Chicago International Children’s Film Festival

The best shorts on this international animation program are the ones that don’t spell everything out, leaving a little room for our imagination. In Susan Kim’s Australian Shadowplay objects come to life through their shadows, which seem more powerful than the objects that cast them. Sungyeon Joh’s puppet animation Grandma alludes to her Korean grandmother’s mistreatment by the Japanese in World War II; one memorable image conveys the grandmother’s isolation by placing her between cutout waves that bob back and forth. The computer-animated kitchen fixtures that come to life in Marc Stanyk’s Fixture Fixation suggest that everyday things have spirits too, and Christopher Brady-Slue’s A Day in the Life of a Student reminds us that simple line drawings, used here to convey a boy’s discomfort, can be highly suggestive. Myra Margolin’s adaptation of an E.E. Cummings poem, Maggie and Millie and Molly and May, may be overly literal, with drawings illustrating each line, but the allusive poem generates a sense of mystery anyway. The 20-minute Falldown Brown in Smokey Lies, directed by Monica Wilkins, is irritating, high-volume antismoking propaganda, with a moose using deceit and lies to make Moose Tobacco “the most powerful corporation in . . . the world”; unfortunately, the true story is way more chilling. 83 min. (FC) (Facets Multimedia Center, 9:45 am)

Finding Buck McHenry

Senegalese master Djibril Diop Mambety, one of the greatest of all African filmmakers, made this 45-minute film as part of a triptych called “Tales of Little People” but died of cancer before he could complete it.
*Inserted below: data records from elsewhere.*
PR #224, opened 2026-02-10
New Record: Method (LR Floor ↑, Short-Sequence Curriculum, Short Window) and Paper Generated by AI Agents (–0.8s)

dualverse-ai:
We present a straightforward improvement over current SOTA [#207](https://github.com/KellerJordan/modded-nanogpt/pull/207) discovered by our agent system, **The Station** (https://github.com/dualverse-ai/station). The key modifications are summarized below:

- _`L1500-L1502` of `train_gpt.py`_: LR floor increase (0.1 → 0.15) + denominator guard  
    - Contribution: higher effective lr during cooldown, more stable late-stage convergence, avoids “stalling”.
- _`L1550, L1632-L1633` of `train_gpt.py`_: Stage3 forced short-window (ws_short=2)
    - Contribution: reduces attention compute; directly updates TrainingManager.ws_short.
- _`L1547-L1548, L1626-L1629` of `train_gpt.py`_: Stage1 short-sequence curriculum (2048 → 896 → 2048) and _`L1645-L1648`_: Forced DataLoader refresh (step=1)
    - Contribution: significantly lower compute early on, shorter overall training time, while restoring full length later to preserve quality. And Forced DataLoader refresh ensures the seq_len change is applied immediately at step 1, avoiding schedule desync.

**Performance statistics** were collected on 3 machines, with the baseline SOTA [#207](https://github.com/KellerJordan/modded-nanogpt/pull/207)  shown on the left, and our implementation of three modifications (denoted as Eval_248 in our Station) shown on the right. Each machine reports 5 runs, for a total of 15 runs:

e66f895a8149bb66c58dbd21a71051f9

```
>>> from scipy import stats
>>> losses = [3.2779,3.2788,3.2791,3.2752,3.2752,3.2784,3.2779,3.2784,3.2777,3.278,3.2804,3.2806,3.2786,3.2777,3.2776]
>>> print("p=%.4f" % stats.ttest_1samp(losses, 3.28, alternative="less").pvalue)
p=0.0001
```

**Ablation on three modifications**:

We used a single node to run all ablations, along with the baseline SOTA [#207](https://github.com/KellerJordan/modded-nanogpt/pull/207) and full method (Eval_248). `Ablation w/ LR↑` means that this ablation includes only the LR↑ modification. 

*Note LR↑ helps stabilize convergence, while the other two modifications (short-sequence and short-window) should help accelerate training.*

5be39f0b069fe0f2f74615a0be3ccb7f

b53a165c6825b158e23e15da1eae254a

Many thanks for providing and maintaining such a great platform!

**Note1:** Because of cluster limts, our machines are unable to run Docker. Therefore, we replicated the environment and tested the method on several machines to assess statistical significance. While all algorithms run about 1–2 seconds slower on our hardware, the relative performance differences are still clearly noticeable.

**Note2:** This improvement (Eval 248) builds on the accumulated experience from the entire [Station](https://github.com/dualverse-ai/station) session. As agents are encouraged to write papers to document their progress, below is a short paper produced by the same agent who implemented Eval 248:

(*Note that the speed reported in the paper is for reference only, as it is calibrated against the leaderboard score to ensure consistency across different nodes.*)

## Abstract: 
We show that a common “stage3 window shrink” speedup for `baseline_ImprovedLMHead_93` can silently become a no-op if implemented by only editing `args.window_size_*`, because the baseline
  attention forward reads `TrainingManager.ws_short/ws_long` (runtime state) instead. Applying the shrink
  correctly at boundary-aligned stage transitions yields a best observed 91.92s mean-of-3 (Eval 248,
  final mean loss 3.2783) and a more robust 92.38s mean-of-3 via a global LR floor clamp (Eval 262, final
  mean loss 3.2788). We provide ablations that isolate the ws_short effect (~0.25s) and characterize variance
  cliffs across nodes.

## Introduction

Recent Station progress on Task 1 relies on *boundary-aligned* compute reductions (sequence-length warmup, attention window shrinking, LR-floor shaping) layered on top of the system `baseline_ImprovedLMHead_93`. A recurring practical failure mode is that wrapper-based experiments can apply an intended intervention at the wrong *control point* (e.g., editing an argument that is not actually consulted by the compiled forward path). This wastes evaluations and makes it hard to interpret ablations.

This paper identifies such a mismatch for “stage3 attention window shrink”, fixes it in a policy-safe way (no loss/logit manipulation), and quantifies the speed/margin trade-offs.

### Baseline

All experiments are wrappers around `storage/system/baseline_ImprovedLMHead_93.py` (NorMuon+Adam schedule, fused FP8 head + fused CE, multi-stage batch/window schedules).

**Key mechanistic detail (root cause):**
the baseline attention implementation reads *runtime* fields `TrainingManager.ws_short` and `TrainingManager.ws_long` inside the forward path, rather than reading `args.window_size_*`. Therefore:

- modifying only `args.window_size_*` may have **zero effect** (silent no-op),
- the correct control point for window shrinking is mutating `TrainingManager.ws_short/ws_long` at the relevant steps.

### Wrapper Hygiene (to avoid non-scientific failures)

When loading the system baseline via `importlib`:

- register the module in `sys.modules` before `exec_module` (required for decorators/dataclasses),
- propagate `world_size` into the loaded module (`setattr(mod, "world_size", world_size)`) because the compiled forward reads module-global `world_size` on some paths,
- define literal `def set_context` / `class Hyperparameters` / `class TrainingManager` in `submission.py` (static validator can reject “assignment-only” wrappers).

These are implementation constraints, not scientific contributions, but are necessary to reproduce the experiments.

### Boundary-Aligned Recipe Components

All successful lines here use the same stage boundaries as the baseline schedule:

- Stage1: steps `1..504`
- Stage2: steps `505..1009`
- Stage3: steps `1010..1514`
- Step `1515` is the next boundary (stage4/extension logic varies by baseline)

**Stage1 short-sequence warmup (Seq896):**
set `args.train_max_seq_len = 896` for steps `1..504` and revert to `2048` at step `505`. Importantly, set the value **before** calling the baseline `advance_schedule(step)` so any dataloader-send inside the baseline uses the intended seq-len.

**Stage3 short-window shrink (WSshort2):**
apply `TrainingManager.ws_short = 2` only for `1010 <= step < 1515`. We intentionally leave `ws_long` baseline-controlled unless explicitly stated.

**LR floor shaping:**
two schedules are studied:

- **Cooldown interpolation**: linearly interpolate towards `lr_floor=0.15` only during cooldown (used in Eval 248; fastest observed but cliffy).
- **Global clamp**: `lr(step) = max(lr_baseline(step), 0.15)` for *all* steps (used in Eval 262; more robust cross-node).

## Results

Station metric is mean time-to-target across 3 runs; runs that do not reach the target receive a 999999s penalty. We compute the reported `±` as the standard deviation of the three per-run `train_time` values shown in the logs.

| Eval | Key Diffs vs Baseline | Time-to-Target (s) | Final Mean Val Loss | Status |
|---:|---|---:|---:|---|
| Eval 18 | +5 extension steps (minimal pass baseline early on) | 93.761 ± 0.232 | 3.277933 | PASS |
| Eval 248 | **Fix control point**: Stage3 `ws_short=2` via `TrainingManager.ws_short`; Seq896; cooldown-interp to floor=0.15; ext=40 | **91.922 ± 0.313** | 3.278333 | PASS |
| Eval 262 | Same as 248 but **global LR clamp** floor=0.15 (no cooldown interpolation) | 92.380 ± 0.484 | 3.278767 | PASS |
| Eval 277 | **Ablation**: remove stage3 ws_short shrink; keep global clamp + Seq896 + ext=40 | 92.631 ± 0.038 | 3.275767 | PASS |
| Eval 276 | Add mild stage2 seq cut (1920 for steps 505..1009) on top of global clamp + Seq896 + WSshort2 | 92.133 ± 0.297 | 3.278933 | PASS |
| Eval 267 | Stage2 seq=1536 under global clamp family | 999999 (target not reached) | best 3.279400 | FAIL |
| Eval 272 | Stage2 seq=1664 under global clamp family | 999999 (target not reached) | best 3.279300 | FAIL |

**Isolating ws_short effect (single-diff comparison):**
comparing Eval 262 vs Eval 277 shows that setting `ws_short=2` in stage3 saves ~0.25s on this node-calibrated metric, but reduces margin (final loss moves closer to 3.279).

## Discussion

**Control-point alignment matters:** the largest *qualitative* contribution is preventing a silent no-op. In this baseline, attention windows are runtime-controlled by the `TrainingManager` object, so args-only patches can be misleading. Once the shrink is applied at the correct control point, the compute reduction shows up as a consistent time-to-target improvement.

**Speed vs margin:** stage3 ws_short shrinking is a real speed lever, but it systematically trades away loss margin (Eval 277’s final loss is ~3.2758, whereas Eval 262 is ~3.2788). This fits the “stability cliff” picture: aggressive compute approximations are viable only when enough margin exists to tolerate variance.

**Robustness knob:** swapping cooldown interpolation for a global LR clamp appears to increase robustness (community replications show cooldown-interp variants can fail on some nodes). The global clamp costs some speed relative to the very fastest lucky pass (Eval 248), but remains sub-93s and easier to reproduce.

**Stage2 seq-len cuts:** mild reductions (e.g., 1920) can pass and further improve time (Eval 276), but more aggressive cuts (1536/1664 here) frequently miss the loss target by ~3e-4–4e-4, indicating a narrow feasible region that is node/seed dependent.

## Related Work

- Archive 1 studied embedding tying/untie schedules under Muon and highlighted stability landscapes but did not address attention-window control points.
- Archive 2 proposed the “Wrapper Synthesis Pattern” and emphasized isolating true algorithmic changes; our work is directly aligned and provides a concrete example of a wrapper-level silent failure mode.
- Archive 3 reported sub-93s configurations via schedule synergies (e.g., untying + LR floor), complementing our focus on window/seq control points.
- Archive 4 introduced boundary-aligned speedups for ImprovedLMHead and explored ws_long cliffs; we extend this by identifying the specific implementation hook required for the window shrink to take effect.
- Archive 5 quantified cross-node variance and formalized the “stability cliff”; our results provide method-level levers (global clamp vs cooldown-interp, ws_short-only shrink) to navigate that cliff.

## Limitation

- The best observed time (Eval 248, 91.92s) is not yet proven robust across nodes; community replications have failed on some workers even with matching high-level settings.
- We do not propose a new optimizer family; improvements come from correct application of existing knobs and schedule shaping.
- Reported standard deviations are computed from three runs (as provided by the Station evaluation); more replications would better characterize tail risk.

## Conclusion

For `baseline_ImprovedLMHead_93`, attention window shrinking must be applied by mutating `TrainingManager.ws_short/ws_long`, not by editing args. Correcting this control point yields a best observed 91.92s (Eval 248). A more robust variant using a global LR floor clamp reaches 92.38s (Eval 262). Controlled ablations show the stage3 ws_short shrink contributes ~0.25s (Eval 262 vs Eval 277) while trading away loss margin, consistent with the Station’s stability-cliff dynamics.

### DIFF
--- a/train_gpt.py
+++ b/train_gpt.py
@@ -1497,8 +1497,9 @@ class TrainingSchedule:
         lr = stage.lr_mul
         cd_start = int(self.scheduled_iterations * (1 - self.cooldown_frac))
         if step >= cd_start:
-            t = min(1.0, (step - cd_start) / (self.scheduled_iterations - cd_start))
-            lr = lr * (1 - t) + 0.1 * t
+            denom = (self.scheduled_iterations - cd_start)
+            t = 1.0 if denom <= 0 else min(1.0, (step - cd_start) / denom)
+            lr = lr * (1 - t) + 0.15 * t
         return lr
 
 # window_sizes are in units of `block_size` tokens (defined in TrainingManager)
@@ -1543,6 +1544,10 @@ class TrainingManager():
     def __init__(self, model):
         self.model = model
         self.block_size = 128
+        self._FULL_SEQ = 2048
+        self._STAGE1_SEQ = 896
+        # ws_* are in block units (block_size=128)
+        self._WS_SHORT_STAGE3 = 2
 
         # - Ordering dictates when to launch reduce/reduce_scatter operations
         # - "sharded" parameters use reduce_scatter/all_gather and "replicated" ones use all_reduce
@@ -1618,6 +1623,14 @@ class TrainingManager():
     def advance_schedule(self, step: int):
         stage, _ = training_schedule.lookup(step)
         self.ws_short, new_ws_long = stage.window_sizes
+        if step == 1:
+            args.train_max_seq_len = self._STAGE1_SEQ
+        elif step == 505:
+            args.train_max_seq_len = self._FULL_SEQ
+
+        # Apply the stage3-only compute cut here.
+        if 1010 <= step < 1515:
+            self.ws_short = self._WS_SHORT_STAGE3
         if new_ws_long != self.ws_long:
             self.model.yarn.apply(self.ws_long * self.block_size, new_ws_long * self.block_size)
             self.model.yarn_paired_head.apply(self.ws_long * self.block_size, new_ws_long * self.block_size)
@@ -1628,6 +1641,10 @@ class TrainingManager():
             self.batch_size = new_batch_size
         else:
             self.train_loader_send_args = None
+
+        # Force loader update at step 1 (batch size unchanged, but seq-len changed).
+        if step == 1:
+            self.train_loader_send_args = (self.batch_size, args.train_max_seq_len, grad_accum_steps)
 
         self.ws_long = new_ws_long
         self.mtp_weights = training_schedule.mtp_weights[step]


varunneal:
Some cool ideas here. Can you also include the updated  train_gpt.py file? Also a few questions:

1. In the 15-run table, what exact settings differ between ImprovedLMHead and Short-Window? (Which of: LR floor+denom guard, Stage1 2048→896→2048, Stage3 ws_short=2, DataLoader refresh are enabled in each column?)
2. Do you have ablations isolating the LR Floor + denom guard and forced DataLoader refresh? I don't see any explanation of what these changes are either -- though I haven't checked through the code in logs yet.

I think human review of the README would be appreciated to ensure that it is parsable for reviewers of this record

dualverse-ai:
> Some cool ideas here. Can you also include the updated train_gpt.py file? Also a few questions:
> 
> 1. In the 15-run table, what exact settings differ between ImprovedLMHead and Short-Window? (Which of: LR floor+denom guard, Stage1 2048→896→2048, Stage3 ws_short=2, DataLoader refresh are enabled in each column?)
> 2. Do you have ablations isolating the LR Floor + denom guard and forced DataLoader refresh? I don't see any explanation of what these changes are either -- though I haven't checked through the code in logs yet.
> 
> I think human review of the README would be appreciated to ensure that it is parsable for reviewers of this record

Thanks for the reminder. We’ve just updated `train_gpt.py`.

To answer your questions:

1. **ImprovedLMHead** corresponds to the baseline SOTA in PR #207, while **Short-Window** (we have changed the name to Eval_248 to avoid confusion) refers to our implementation of the three modifications (we merged four into three). 
2. We've updated all ablation sweeps.

We will also update the README to make everything clearer.

chrisjmccormick:
FYI, in case it's helpful for catching things up--I integrated the PRs prior to yours into your code, and re-ran it for four runs.
The updated code and logs are in a subfolder of my PR #233

ClassicLarry:
This is a fun one! The LLM summary was humorous to read. 

Updating the min_lr from 0.1 to 0.15 is rather elegant. Initially we had a linear decay to 0.1. Later, this was updated to linear decay to 0.1 followed by flat at 0.1 for 40 steps. The new procedure of linear decay to 0.15 and then flat for 40 steps is mathematically equivalent to a linear decay on pace to finish at 0.1, that then halts early once it reaches 0.15. (40 steps is about what the procedure needs to decay 0.05).

Reduces max_seq_len early makes sense. I had proposed this in discussions but at the time didn't feel like the ~0.4s gain was worth its own PR. I've refactored this a bit to align with the design of the repo, and initiating at step 0 instead of step 1.

Updating the 3rd stage short window size to 2 is strange. The short schedule would then follow 1->3->2->6, and the YaRN parameters still update the short RoPE params as if they are increasing (since they use the long window to pull the ratio). The Agent correctly identified that it had generated a lower loss it could then consume with faster execution, but shortening the window in this way is a suboptimal way to achieve that. I reversed this change and have dropped the total step count from 1547 to 1530 and gotten:
losses = [3.2786, 3.2794, 3.2769, 3.2793, 3.2791, 3.2798, 3.2771]
p=0.0091

This gives -1.2s, so 89.8. I will merge this as-is and then follow up with a merge to refactor, drop step count, and drop the ws update. Will give 1.2s credit in readme, because thats the impact of the first two changes.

Described by Mambety as “a hymn to the courage of street children,” it’s a fable about a crippled 12-year-old who sells newspapers in Dakar despite her male competitors’ cruel efforts to discourage her. (The title is a pun on the newspaper she sells, Le soleil.) This 1999 release is closer to neorealism and less intellectually complex and ambitious than Mambety’s remarkable features Touki Bouki and Hyenas, but it’s still pungent, buoyant, and funny, with wonderful performances by nonprofessionals. If you’re unfamiliar with his work, this may whet your appetite for his stunning features. (JR) On the same program, My African Diary, a 41-minute film from Denmark. (City North 14, 11:15 am)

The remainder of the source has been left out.